**Directions for this task**
Only an exact copy of the records below will serve as the answer.

[Stored data]
PR #907, opened 2024-10-15
`gpnf-disable-sessions.php`: Fixed an issue where nested form fields are not dynamically populated.

barthc:
## Context

⛑️ Ticket(s): https://secure.helpscout.net/conversation/2721901699/72085

## Summary
The `gpnf-disable-sessions` snippet prevents parameter-based dynamic population from functioning in the child form. The request vars are stored in the session and then used to populate the nested form field. Since this snippet disables sessions, the dynamic population won't work, hence the issue.

The fix here is to store the request vars in a cookie and use it to populate the nested form fields.

### DIFF
--- a/gp-nested-forms/gpnf-disable-sessions.php
+++ b/gp-nested-forms/gpnf-disable-sessions.php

**Answer to the problem**
PR #907, opened 2024-10-15
`gpnf-disable-sessions.php`: Fixed an issue where nested form fields are not dynamically populated.

barthc:
## Context

⛑️ Ticket(s): https://secure.helpscout.net/conversation/2721901699/72085

## Summary
The `gpnf-disable-sessions` snippet prevents parameter-based dynamic population from functioning in the child form. The request vars are stored in the session and then used to populate the nested form field. Since this snippet disables sessions, the dynamic population won't work, hence the issue.

The fix here is to store the request vars in a cookie and use it to populate the nested form fields.

### DIFF
--- a/gp-nested-forms/gpnf-disable-sessions.php
+++ b/gp-nested-forms/gpnf-disable-sessions.php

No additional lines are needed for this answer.